Stell dir vor, du liegst im Krankenhaus. Es geht dir schlecht, du hast Angst. Und da ist dieser eine Mensch, der ruhig bleibt und genau weiß, was zu tun ist. Wir nennen diesen Menschen oft immer noch "Krankenschwester". Nett, freundlich, hilfsbereit. Mit der Realität hat dieses Bild ungefähr so viel zu tun wie ein Pflaster mit einer OP.
Unser Gast ist Vanessa Schulte, Gesundheits- und Krankenpflegerin und Pflegefachperson.
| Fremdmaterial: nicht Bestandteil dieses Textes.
PR #9461, opened 2023-01-06
Added Pad to raw_ops

KareemMAX:
Close https://github.com/unifyai/ivy/issues/9393

### DIFF
--- a/ivy_tests/test_ivy/test_frontends/test_tensorflow/test_raw_ops.py
+++ b/ivy_tests/test_ivy/test_frontends/test_tensorflow/test_raw_ops.py
@@ -3087,3 +3087,52 @@ def test_tensorflow_Pack(
         values=x,
         axis=axis,
     )
+
+
+@st.composite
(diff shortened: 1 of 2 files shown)


ivy_tests/test_ivy/test_frontends/test_tensorflow/test_raw_ops.py
```diff
@@ -3087,3 +3087,52 @@ def test_tensorflow_Pack(
         values=x,
         axis=axis,
     )
+
+
+@st.composite
+def _pad_helper(draw, *, padding_types=None):
+    if padding_types is None:
```
CatB1t, line 3094: No need to have this implicitly set here, I'd suggest making making `padding_types` a required parameter or a fixed value, just to avoid the unnecessary overhead.

CatB1t (changes requested):
just a small change! then we're good to merge 😄

CatB1t (commented):
lgtm!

Sie hat unter anderem auf der Intensivstation gearbeitet, zeigt auf Social Media den echten Klinikalltag und hat ein Kinderbuch geschrieben, das mit den alten Klischees aufräumt. Ihre vielleicht überraschendste Erkenntnis: Auf der menschlichen Ebene erlebt sie jede Menge Dankbarkeit. Was fehlt, ist die politische.
In dieser Folge reden wir über den Alltag zwischen Frühdienst und Ausnahmesituation, über das Klischee vom "netten Mäuschen", das nur Essen ans Bett bringt, und darüber, warum ein Beruf mit so viel Verantwortung so klein gehalten wird. Vanessa erzählt offen vom moralischen Druck, einzuspringen, von der Angst vor dem eigenen Älterwerden und davon, warum sie sich früh um ihre eigene Absicherung gekümmert hat.
Und vielleicht bleibt am Ende vor allem eine Frage: Was würdest du anders sehen, wenn du einmal hinter die Kulissen schauen könntest?